Again, with apologies to Will Rogers, I never metaphor I didn't like.
The dictionary gives us this:
Metaphor: Noun. A figure of speech in which a word or phrase is applied to an object or action to which it is not literally applicable: “Life is just a bowl of cherries."
Oh, but they are so much more. Metaphors are to prose what haikus are to poetry - little gems of wisdom wrapped up in deceptively simple statements. One has been playing keep away from me for several days now. It is a visual concept, I can see it clearly, but just can't find the right words to find its metaphorical form. I may have to send the idea off to Dan C., my BBAM (brother by another mother) who is a true magician with words. Maybe he can polish it up. But regardless, let me give you what I see, what I am thinking.
The issue is our relationship with our past. It is something those of us in our seventh decade and beyond tend to muse about, or pester our muse about. I have talked about how one's perspective on life changes when there is more in the rearview mirror than out beyond the windshield. And that isn't intended to be morbid. I mean if those two vantage points revealed equal chronologies - as much before me as lies behind me - I would be looking at an actuarial expectancy of 152 years! No thanks! I doubt that even the Silicone Valley "long life wannabes" want to tear that many pages off the calendar. Of course, I'd like to be able to sneak a peek through a cosmic wormhole and catch a glimpse of what life will look like in a hundred years or so, but I sure wouldn't want to live through the wild changes that will - fingers crossed - get us there.
But there I go again, nattering off the topic, which is, in case you followed me down that rabbit hole, "metaphors about life and thinking about the past." The problem with the rearview mirror metaphor is that rearview mirrors are - when compared the whole field of vision behind us - little itty bitty things, and if you get fixated on them, odds are you are going to get pancaked by a semi!
So I have this image of gazing into water. Crystal clear water - like, well, I'm not sure like what. Ponds are too small, streams move too quickly, rivers tend towards murky, and oceans are far too deep. Maybe a lagoon, or a perfectly calm bay. The point is you can see the bottom - which is your life - with incredible clarity. Every perfect pebble, glittering rock, swirl in the sand, every bent twig, each broken branch, tiny shell, maybe a lost fish hook, sunken golf ball or discarded bottle cap - everything you ever did, saw, experienced, loved, hated, anticipated or feared is gleaming there on the bottom. But you cannot touch it.

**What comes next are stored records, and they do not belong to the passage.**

PR #30, opened 2015-11-06
Introducing so3tools.

jnez71:
Adding version 1.1 of the so3tools library, as well as a unit test and a demo program to show an application of the library.

### DIFF
--- a/utils/sub8_ros_tools/so3tools/demo_so3tools.py
+++ b/utils/sub8_ros_tools/so3tools/demo_so3tools.py
@@ -1,0 +1,220 @@
+"""Demo of using so3tools in an attitude dynamics simulation and PD controller."""
+
+# --- DETAILS
+# The script below is divided into SETUP, SIMULATE, and DISPLAY. In the SETUP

You can try reaching full arm's length, maybe even diving down, stroking mightily until your breath gives out and you thrash desperately back to the surface. gasping for a cleansing breath. You float again, gazing down at the untouched panorama below. And finally you come to peace with the notion that you can look all you want; but no touching, no corrections, no subtle restorations with brighter hues or erasures. Just looking.
And that is when we have to trot out the old maxim of "glass half full or half empty," or perhaps looking either through rose-colored glasses, or those with darker, more unsettling, tints. Think about it. If I cannot change my past, can I learn from it?

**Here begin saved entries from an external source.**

PR #31, opened 2015-11-06
SO3TOOLS: Introducing so3tools, PEP8 Conformed

jnez71:


forrestv:
I said some of this last week and I suppose I'll say it again here:

This looks pretty overengineered. A lot of code. 80% of the operations that this supports will never be used - e.g., when are you ever going to "add" two "axles"? You should strive to create a sufficient, but minimal interface - one in which everything will be used and there is no redundancy. There should not be multiple ways to do the same thing. To quote The Zen of Python, "There should be one-- and preferably only one --[...] way to do it." Redundancy creates untested code paths which creates room for bugs.

The way that I recommended doing that was choosing a canonical representation (for which I believe quaternions to be the best choice) and then providing only operations on it and then conversion routines between it and every other type. By choosing one canonical representation and only allowing operations involving it, you decrease the amount of code paths by a factor of the number of representations you support.

Also, as clever as "axle" is, I'd recommend dropping it. Things are confusing enough as they are. There's no reason to add to the confusion with a term will be useless to Google/whatever. Choose your favorite from {Euler vector, rotation vector}.

Frankly, we got along fine with only `tf.transformations` and

```
def quat_to_rotvec(q):
    if q[3] < 0:
        q = -q
    q = transformations.unit_vector(q)
    angle = math.acos(q[3])*2
    axis = normalized(q[0:3])
    return axis * angle

def rotvec_to_quat(rotvec):
    return transformations.quaternion_about_axis(numpy.linalg.norm(rotvec), rotvec)
```

, and I don't see the point in adding nearly a thousand lines of new code to implement the same functionality. I'm sure that this was a great learning exercise and could function as a useful demo, but again, I don't really see the need.

Sorry if this seems a bit harsh. Tell me if I'm making any bad assumptions.

forrestv:
From your comments,

> The functions are generally representation independent; you can pass in a quaternion or rotation matrix or whatever valid SO3 quantity you want and high level operations are carried out correctly regardless.
> 
> SO3 quantity typing is not object-oriented. This means you can keep your quantities as simple arrays; you don't have to make all sorts of wacky class function calls to work on a state with SO3 quantities. For example, you could fit your favorite quaternion q into a state vector as easy as [blah,q] and all numpy array operations will still be usable.

I gleaned more of the motive behind this. However, I think that your intent is misplaced.

I already more or less addressed the first line, but I'll say that achieving that isn't very useful since you should always know what type of SO3 representation you're working with. You can't just completely forget, as each representation has some drawbacks and things you need to keep in mind.

For the second, you seem to have an irrational fear of OO. Your rationalization of being able to keep things as "simple arrays" to do "numpy array operations" with sounds nice until you realize that it rarely makes sense to add or elementwise multiply the components of a quaternion or rotation vector. So if you can't really use any array operations, why have your state in one big vector at all? I think you should take another look at the box-plus paper. The entire point of it is that you can get a local vector-space view of the neighborhood of a point on an arbitrary manifold. And yes, you can work with that as a vector, but not the original state. There's no disadvantage to using OO for your state - some kind of record structure to hold everything by name, a quaternion object to support operations on the orientation, etc. Lots of advantages there - the best is not having to deal with indices, which are be an easy place to introduce bugs. In fact, OO can help by forcing you to only interact with the state in a few safe ways.

jnez71:
Regarding your first comment:

I completely see where you're coming from. Under the hood, I strove for completion over minimalism. The generalized compatibility of every so3tools function with not just quaternions, but also rotation matrices and rotation vectors is functionality that we do not absolutely need. I had the mindset that it would just be nice if it was there, and of course nice to have the learning experience of developing it.

However, I disagree with the statement "80% of the operations that this supports will never be used." Or rather, I'd argue that it's an exaggeration. The demo, which encompasses basic dynamics simulation and a controller (both relevant things to the sub), makes highly justified use of 7 out of the module's 14 functions (counting function calls internal to so3tools). The number isn't the point though, it's the way things look on the user's end- and that is my biggest point to emphasize. For example, forward stepping the orientation state in the simulation is:

```
dq = so3.quaternion_from_axle(w * dt)
q = so3.plus(dq, q)
```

Back to gazing at, or into, the water and seeing clearly the tapestry of our life. There is a concept in philosophy called "situational ethics" which dwells in the grey area between truth and falsehood, good and bad, right and wrong. The idea is that seeming polar opposites actually sit on a sliding scale that is affected by the situation in which we confront decisions or evaluations.

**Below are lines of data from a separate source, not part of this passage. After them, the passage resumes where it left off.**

PR #27, opened 2015-11-02
Add goal client and start of mission system

zachgoins:
I am pull requesting now because I wanted to split it up. This is the initial implementation of a goal server for use in planning missions and issuing positions of the sub. At the moment only the client side of the system is done, but I have included a simple server so you can run all tests and verify output. I am going to add info to the wiki as I confirm implementation.

PR #32, opened 2015-11-07
Add goal client and helper geometry tools 

zachgoins:
Supersedes #27


jpanikulam:
Last comment I promise:

In the function "relative_move" in goal_client.py, there are a bunch of arguments that aren't used in the actual function - are they doing something weird? It seems like the waypoint creation uses data that was created elsewhere

zachgoins:
My bad. That was leftover after refactoring. It is fixed now.

jpanikulam:
Approved: Jacob Panikulam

Do you shoot Bambi? Of course not, unless you or your family is starving.
Do you drive 20 miles above the speed limit on a congested freeway? Of course not, unless your partner is in the midst of giving birth, or is gravely ill. What if your way is blocked by school buses filled with children?
Do you save a child thrashing helplessly in a flood tide? Of course you do, unless you yourself cannot swim and are the sole support for a partner, 2 infants, frail aging parents, and four puppies. No, you look for a long rope or something that floats to hurl to the kid.
Sliding scales.
So when we examine our all encompassing past shimmering there beneath the water, where on the sliding scale - good person versus bad person, exemplary life versus wasted life - do we focus? It is probably a bad idea to obsess over either end of the scale. An email signature I often use is a pretty good indication of where I come down:
"Who we are is a quality of the moment. What we have done in the past cannot be undone, and what we have promised for the future remains but a promise. So, going forward, live each moment in the awareness that it defines you."
Still, that's a bit long for a pithy metaphor and way beyond a haiku. Gotta think. Waiting is, and all that, right? Any ideas?